‘Dr. Ken’ Meets ‘Community’: On Set With Dan Harmon and Ken Jeong

“It’s only fitting that my show should be eaten by one of its children,” says Dan Harmon with a wry smile. As the creator of Community, Harmon cast Ken Jeong and gave him the opportunity to grow as an actor — so much so that Jeong was able to create and star in his own show, Dr. Ken. And now the roles are reversed: Harmon guest-stars (along with Community alum Alison Brie) on the Season 2 finale of Jeong’s show. During shooting, we spoke to them about Community‘s influence on Dr. Ken and whether the fictional Dr. Ken will follow in the real Dr. Ken’s footsteps.

“At some level the show was always to reflect my life,” Jeong says. “It’s about a person’s journey leaving — and potentially considering leaving — a 9-to-5 job to pursue something else.” But he credits Gillian Jacobs and her guest spot with the push to cast Harmon. (Almost all of the Community cast has now guested on Dr. Ken.) Jeong pitched Harmon the idea of having him play, essentially, himself, and casting Jeong on, essentially, Community — making the show less of a metaphor for his life and more of a meta reflection.

Alison Brie and Ken Jeong (Photo: ABC)
Alison Brie and Ken Jeong (Photo: ABC)

“As a producer on the show,” says Jeong of Harmon, “I really am in love with him as a performer right now.” Though not known for his onscreen work, Harmon cut his teeth doing improv comedy in Milwaukee and knows how to sell a joke. During the rehearsal process, Harmon did a lot of improvising, much to Jeong’s delight: “I’d go back to the writers’ room and me and my writing partner, we’d literally just write down all of Dan’s [alternate takes].” Harmon sees it differently. “I’m just trying to punish him,” he deadpans as Jeong laughs. “I just showed up and started saying random words.” In truth, though, he takes the job of acting seriously. “I won’t lecture you on why it’s a madman’s job, but I have the deepest respect for people that do it for a living.”

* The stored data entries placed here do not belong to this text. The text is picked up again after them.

Issue #116, opened 2021-10-15
"No secret have been found" in ouput when secret are detected


jeremyds:
**GitGuardian Shield Version**

- [ ] I can reproduce this bug in the latest version

**Command executed**

`ggshield scan -v ci`

**Describe the bug**

When running `ggshield scan -v ci` using its docker image in gitlab CI, the output looks like that:

>  $ ggshield scan -v ci
> CI_COMMIT_BEFORE_SHA: 0000000000000000000000000000000000000000
> CI_COMMIT_SHA: xxxx
> Commits to scan: 1
> Scanning Commits
> secrets-engine-version: 2.52.1
> No secrets have been found
> commit xxxx
> Author: xxx xx <xxx@xxxx.com>
> Date: Fri Oct 15 14:53:41 2021 +0200
> 🛡️  ⚔️  🛡️  1 incident has been found in file slack_bot.py
> >>> Incident 1(Secrets detection): Slack Bot Token (Ignore with SHA: xxxx) (1 occurrence)
>     | @@ -0,0 +1,2 @
>   1 | def main():
>   2 |     slack_key = "xxxx"

"No secrets have been found" appears in ggshield output.
 
**Expected behavior**

"No secrets have been found" should not appear when a secret is detected.

PR #147, opened 2021-12-03
fix(ci) no secret found no more displayed if secrets found

phililippe:
This PR fixes https://github.com/GitGuardian/ggshield/issues/116

A scan can be composed of a list of subscans. In this case, found secrets are not listed in the main scan.results list, but in sub scans results. This PR proposes to test if any sub scan has a result in order to trigger the "no secret found" message.

### DIFF
--- a/ggshield/output/text/text_output.py
+++ b/ggshield/output/text/text_output.py
@@ -54,10 +54,7 @@ class TextHandler(OutputHandler):
             if self.verbose:
                 has_results = False
                 if scan.scans:
-                    for sub_scan in scan.scans:
-                        if sub_scan.results:
-                            has_results = True
-                            break
+                    has_results = any(x.results for x in scan.scans)
 
                 if not has_results:
                     scan_buf.write(no_leak_message())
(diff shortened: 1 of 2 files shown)


ggshield/output/text/text_output.py
```diff
@@ -52,7 +52,15 @@ def process_scan(self, scan: ScanCollection, top: bool = True) -> Tuple[str, int
                 scan_buf.write(self.process_result(result))
         else:
             if self.verbose:
-                scan_buf.write(no_leak_message())
+                has_results = False
+                if scan.scans:
+                    for sub_scan in scan.scans:
+                        if sub_scan.results:
+                            has_results = True
+                            break
```
agateau-gg, line 60: I think this can be simplified to:
```suggestion
                    has_results = any(x.results for x in scan.scans)
```

agateau-gg (changes requested):
Minor remark. Looks good, thanks for the fix!

agateau-gg (approved):

PR #156, opened 2021-12-17
Refactor output code

### LINKED ISSUE #140: Factorize export handler code
## The problem

There is some duplicated code between the [text](https://github.com/GitGuardian/ggshield/blob/2097e18b9c9b3c14efa73a089b97e01412ea4873/ggshield/output/text/text_output.py) and [json](https://github.com/GitGuardian/ggshield/blob/2097e18b9c9b3c14efa73a089b97e01412ea4873/ggshield/output/json/json_output.py) output handler implementations.

By refactoring the existing handlers to reduce the amount of duplicated code before implementing new output handlers we can avoid spreading the problem.

### Line creation

The code creating lines from content and taking into account the `--show-secrets` option can be factorized. Move it to a helper function in `OutputHandler`, or as a standalone function if it does not need the handler instance.

### Factorize final output handling

The code to write to either the destination file or to stdout is duplicated. This can be fixed by splitting `OutputHandler.process_scan()` in two: move the common code to the currently empty `OutputHandler.process_scan()` and make `OutputHandler.process_scan()` call a `_process_scan_impl()` method, implemented by the concrete output handler implementation.

This would look roughly like this:

```py
class OutputHandler:
    def process_scan(self, scan: ScanCollection) -> int:
        """
        Returns:
            exit code
        """
        content, return_code = self._process_scan_impl(scan)
        # handle output
        return return_code
        
    def _process_scan_impl(self, scan: ScanCollection, top: bool=True) -> Tuple[str, int]
        """
        Returns:
            tuple of (handler text, exit code)
        """
        pass
```

This has the additional benefit of hiding the `top` argument, which is an implemention detail.

### Remove `OutputHandler.process_result()`

This method should not be part of `OutputHandler` API: it's only called by `OutputHandler` implementations, not by `OutputHandler` itself or `OutputHandler` users. Implementation classes are free to create one, but it's not a requirement.

This is not a real factorization, but it makes the API cleaner.

agateau-gg:
This PR refactors the code in the ggshield.module package to reduce code duplication.

Summary of the changes:
- Remove unnecessary empty methods from OutputHandler
- Move code writing to stdout or to the specified file to OutputHandler
- Move code computing the exit code to OutputHandler
- Rename concrete classes from `${FORMAT}Handler` to `${FORMAT}OutputHandler` and their files from `${format}_output.py` to `${format}_output_handler.py`
- Add docstrings to OutputHandler methods

Fixes #140

### DIFF
--- a/ggshield/output/output_handler.py
+++ b/ggshield/output/output_handler.py
@@ -1,6 +1,6 @@
 from typing import Any, Optional, Tuple
 
-from ggshield.scan import Result, ScanCollection
+from ggshield.scan import ScanCollection
 
 
 class OutputHandler:
@@ -21,7 +21,4 @@ class OutputHandler:
         self.output = output
 
     def process_scan(self, scan: ScanCollection, top: bool = True) -> Tuple[Any, int]:
-        pass
-
-    def process_result(self, result: Result) -> Any:
         pass
--- a/ggshield/output/output_handler.py
+++ b/ggshield/output/output_handler.py
@@ -40,11 +40,12 @@ class OutputHandler(ABC):
         """Implementation of scan processing,
         called by :meth:`OutputHandler.process_scan`
 
+        Must return a string for the report.
+
         :param scan: The scan collection to process
         :return: The content
         """
         raise NotImplementedError()
-
 
     @staticmethod
     def _get_exit_code(scan: ScanCollection) -> int:
--- a/ggshield/output/output_handler.py
+++ b/ggshield/output/output_handler.py
@@ -1,9 +1,12 @@
-from typing import Any, Optional, Tuple
+from abc import ABC, abstractmethod
+from typing import Optional, Tuple
+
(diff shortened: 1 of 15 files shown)


ggshield/output/output_handler.py
```diff
@@ -13,15 +16,41 @@ def __init__(
...
+    def _process_scan_impl(self, scan: ScanCollection) -> str:
+        """Implementation of scan processing,
+        called by :meth:`OutputHandler.process_scan`
+
+        Must return a string for the report.
+
+        :param scan: The scan collection to process
+        :return: The content
+        """
+        return ""
```
jeremyds, line 48: minor: you might raise `NotImplementedError` to emphasize it should be implemented.

jeremyds:
Nice rework :+1:

jeremyds (approved):

Issue #151, opened 2021-12-07
ggshield pre-receive messages are not shown when committing from GitLab web UI


agateau-gg:
**GitGuardian Shield Version**

- [x] I can reproduce this bug in the latest version

**Describe the bug**

- install ggshield pre-receive hook on a GitLab repository, make sure it is called with the `--web` option
- edit a document using GitLab web UI, add a secret to it
- try to commit
- a generic error message appears, saying "Could not commit. An unexpected error occurred."

**Expected behavior**

The message should display ggshield pre-receive output, similar to what happens on the command-line when the pre-receive hook rejects a commit.

**Screenshots**

![image](https://user-images.githubusercontent.com/91945295/145049562-6960a4eb-8efb-4eb0-ae6f-ac8730366cb7.png)

**Technical details**

This is caused by GitLab filtering the hook output before showing it. GitLab only shows lines starting with the `GL-HOOK-ERR:` prefix (see <https://docs.gitlab.com/ee/administration/server_hooks.html#example-custom-error-message>).

When called from GitLab web UI without the `--web` option, ggshield just disables itself. This is a surprising behavior which should be changed.

What should be done is to deprecate the `--web` option, and instead detect when being called from GitLab web UI (this can be done by checking the `GL_PROTOCOL` environment variable is set to `web`, this is what ggshield uses to disable itself). When this is the case, prefix all error messages with the `GL-HOOK-ERR:` prefix.

This currently causes some formatting issues which needs to be addressed: on our test instance a message passed this way looks like this:

![image](https://user-images.githubusercontent.com/91945295/145052356-06622133-e7a8-4822-9eef-6857afe55747.png)

Update: I filed an issue on GitLab issue tracker regarding newline handling: https://gitlab.com/gitlab-org/gitlab/-/issues/350349.

PR #158, opened 2021-12-23
Fix pre-receive hook error handling with GitLab Web UI

agateau-gg:
## Description

This PR detects if the pre-receive hook is running from GitLab Web UI, and if so, prefix the error messages so that they show up in the UI instead of disabling the hook completely.

It also deprecates the `--web` option, which is no longer useful.

## Issue

#151 

## Possible improvements

The output has room for improvement, though, as you can see:

**Using the "Edit" button**

image-edit-button

Issues:
- The ASCII art formatting for the secret indicator is broken by the use of a variable-width font.
- The URL is not turned into a link.
- The "rewrite history" part of the message is not relevant: there is no history to rewrite since the commit does not exist yet: when using the web UI, the pre-receive hook behaves more like a pre-commit hook.

**Using the "Web IDE"**

image-webide

In addition to the "Edit" button issues, we see GitLab turns new-lines characters into `<br>`, but shows them directly. This is an issue on GitLab side, similar to [this one](https://gitlab.com/gitlab-org/gitlab/-/issues/284640) (but it's not it, need to file an issue for it)

I think this could be avoided by using much simpler messages for the web UI use case. I did a PoC on this in the `unbreak-gitlab-web-pre-receive-short-messages`, but it's not ready yet.

### DIFF
--- a/ggshield/output/output_handler.py
+++ b/ggshield/output/output_handler.py
@@ -21,6 +21,13 @@ class OutputHandler(ABC):
         self.verbose = verbose
         self.output = output
 
+    def echo(self, message: str, err: bool = False) -> None:
+        """Print a message.
+
+        Default implementation forwards the arguments to click.echo().
+        """
+        click.echo(message, err=err)
+
     def process_scan(self, scan: ScanCollection) -> int:
         """Process a scan collection, write the report to :attr:`self.output`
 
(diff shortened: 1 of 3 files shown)


agateau-gg:
Closing this PR, #172 replaces it.

PR #162, opened 2022-01-20
fix(ci): stop to tag every Docker images as latest

jeremyds:
We tagged every Docker images we built as latest. It makes every merges
we did a release for our customers using latest Docker images.

This commit now makes the CI to tag images built on a merge into the
main branch as unstable instead of latest. We continue to tag Docker
images built for a release with the corresponding git tag and we add the
latest tag.


agateau-gg (approved):
Looks good!

PR #166, opened 2022-01-26
Fix uncaught Exception when cache is created on a read-only FS

CharlesB2:
This PR fixes an issue when ggshield runs on a read-only filesystem, by catching more general `OSError` during cache write.

### DIFF
--- a/tests/test_config.py
+++ b/tests/test_config.py
@@ -172,6 +172,22 @@ class TestCache:
             file_content = json.load(file)
             assert file_content == {"last_found_secrets": ["XXX"]}
 
+    def test_read_only_fs(self):
+        """
+        GIVEN a read-only file-system
+        WHEN save is called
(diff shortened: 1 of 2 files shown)


agateau-gg (approved):
Thanks, and the test is nice!

tests/test_config.py
```diff
@@ -172,6 +172,22 @@ def test_save_cache(self, cli_fs_runner):
             file_content = json.load(file)
             assert file_content == {"last_found_secrets": ["XXX"]}
 
+    def test_read_only_fs(self):
+        """
+        GIVEN a read-only files-system
```
agateau-gg, line 177: nit: small typo
```suggestion
        GIVEN a read-only file-system
```

agateau-gg (commented):
Just a small typo to fix, then I can merge it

Harmon credits much of the success of Community, as well as the cast’s post-Community success, squarely on the actors. “Joe and Anthony Russo — who executive-produced the pilot and directed it and had a huge hand in the casting — I learned the whole time from them about the art of casting.” Harmon says he focused on the content of the show, but it was the Russo brothers’ eye for “people with that star quality” that made the series special. “They were the ones who said, ‘Put Donald Glover in the show. It doesn’t matter if the part seems tailor-made for him; just put a star in your show and we’ll figure out what his character is later,’” says Harmon. “We did the same thing with Ken. They were pushing for stuff like that the whole time. ‘Put Alison Brie in your show. We’ll figure something out with her Mad Men [schedule].’”

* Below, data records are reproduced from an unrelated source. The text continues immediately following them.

PR #92, opened 2020-02-12
adds with_input option to learn.predict

lgvaz:
It's super useful to be able to return the input, I'll give my example:

I'm training keypoint regression on cat faces, after I trained my model I want to be able to use `.predict` to get my cat and the points back. The predict points will be relative to whatever transforms I used while training (e.g. Resize), they won't match with my original image.

It would be great if the predicted points matched with the original image instead of the transformed image, but I don't think that regards this PR. (And I'm also not sure how to do that)

Not my proudest work, but I tried to change little as possible to don't mess anything up. I have my git hooks set (same as I used in other PRs), I don't know why some other cells of the notebook changed.


fastai2/learner.py
```diff
@@ -328,12 +328,14 @@ def get_preds(self, ds_idx=1, dl=None, with_input=False, with_decoded=False, wit
...
-        dl = self.dls.test_dl([item], rm_type_tfms=rm_type_tfms)
-        inp,preds,_,dec_preds = self.get_preds(dl=dl, with_input=True, with_decoded=True)
-        i = getattr(self.dls, 'n_inp', -1)
-        full_dec = self.dls.decode_batch((*tuplify(inp),*tuplify(dec_preds)))[0][i:]
-        return detuplify(full_dec),dec_preds[0],preds[0]
+    def predict(learn, item, rm_type_tfms=None, with_input=False):
+        dl = learn.dls.test_dl([item], rm_type_tfms=rm_type_tfms)
+        inp,preds,_,dec_preds = learn.get_preds(dl=dl, with_input=True, with_decoded=True)
+        i = getattr(learn.dls, 'n_inp', -1) - 1
+        dec_inp, full_dec = map(detuplify, learn.dls.decode_batch((*tuplify(inp),*tuplify(dec_preds)))[0][i:])
```
sgugger: Putting the -1 on i doesn't necessarily give you the input (your model could have several inputs, like in tabular). i is the index to split between input and targets.
Those two lines should be rewritten with 
- no -1 for i
- dec_inp being everything up to i (not included)
- full_dec being everything from i and after (and also be renamed dec_targ maybe?)

sgugger:
Thanks for your PR! I think there is something wrong with your code however, so it needs a bit of change.

lgvaz:
Wait, I just saw something very wrong in this last commit. Fixing rn

lgvaz:
Cool, looks better?

I would add a test for multiple inputs, but I currently am not sure how to do that

sgugger:
Looking good thanks!

PR #93, opened 2020-02-12
adds PILImage.create from TensorImage

lgvaz:
It was the third project I needed to create a PILImage from a TensorImage, so I decided added into the lib =)


sgugger:
That's very useful, thanks!

PR #94, opened 2020-02-13
fix AWD_QRNN when bidir=True

cwza:
Bug happened when I called `AWD_QRNN` with `bidir=True`, it would cause this error: `"Can't save the previous X with bidirectional."`

I think the problem is AWD_QRNN always use save_prev_x=True to call QRNN, no matter bidir is what.

Fix it by assign flip of bidir to save_prev_x and add 2 simple tests.


sgugger:
Seems very reasonable. Thanks!

PR #101, opened 2020-02-14
integration with neptune

kamil-kaczmarek:
Hi,
Here is Kamil. Together with @jakubczakon, we created integration of neptune with fastai2. It works just like any other Callback and idea is similar to tensorboard callback, that is we collect logs during training.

The lessons Jeong took away from Community were twofold. First, as an actor, he says, “I always look at Community as my postgraduate work, my acting school.” While much of his work on the sitcom involved slapstick and physical buffoonery, he was also stretched in ways he had never been before. Jeong confronted Harmon and asked for something more grounded. The notoriously contrary Harmon replied, “Just eat this pine-cone sandwich for Uncle Dan and I promise you, next episode, I’ll write you a scene where your daughters will cry.” True to his word, Jeong says, “he literally used pockets of that email that I wrote him and put that in the scene. And to this day, I still get choked up about it.”

Harmon isn’t the only one with advice for Jeong, though. “I remember Todd Phillips [director of The Hangover] told me — as a producer, not as an actor — ‘You wake up. You get into 10 fights. And you go to bed.’” As a producer on Dr. Ken, Jeong knows what it means to be intimately invested in a show. “Every little detail matters to me. Everything. Whether the viewer knows it or not, it matters to me,” he says. “You would think as the lead of a show you have all the time in the world. Saturdays and Sundays, I obsess about details that I shouldn’t obsess about, but I love it. This is my only opportunity ever to do it. I have no regrets.”

So what happens now? If there is a Season 3 — Dr. Ken hasn’t received an official pickup yet — will Ken Park follow in Ken Jeong’s footsteps and give up his medical career? Probably not … or at least not yet. “I love this character,” says Jeong of Harmon’s role. “I want to bring this character back next season as a patient.” Of course, Harmon has different plans. “What do you mean, as a patient?” he says with comic severity. “I’m your new boss. You can’t write your way out of that. Now that I’ve tasted this life, I’m just setting up shop here, man.”

The season finale of Dr. Ken airs Friday, March 31, at 8:30 p.m. on ABC.